» Work instruction: Copy every line of the entries that has the string "package" in it.

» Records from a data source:
PR #3753, opened 2026-04-30
Ship a single version for each NVIDIA branch

alexandrevicenzi:
This simplifies things a lot, but requires updating image references (due to name change) everywhere.

### DIFF
--- a/src/bci_build/package/nvidia.py
+++ b/src/bci_build/package/nvidia.py
@@ -5,8 +5,10 @@ NVIDIA drivers are taken from CUDA repositories and use the GA kernel.
 """
 
 import textwrap
+from functools import lru_cache
 from pathlib import Path
 
+import requests
 from jinja2 import Template
 
 from bci_build.container_attributes import Arch
@@ -273,6 +275,11 @@ class NvidiaDriverBCI(ThirdPartyRepoMixin, DevelopmentContainer):
         )
         assert not self.build_stage_custom_end, (
             "Can't use `build_stage_custom_end` for ThirdPartyRepoMixin."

» Your solution:
--- a/src/bci_build/package/nvidia.py
+++ b/src/bci_build/package/nvidia.py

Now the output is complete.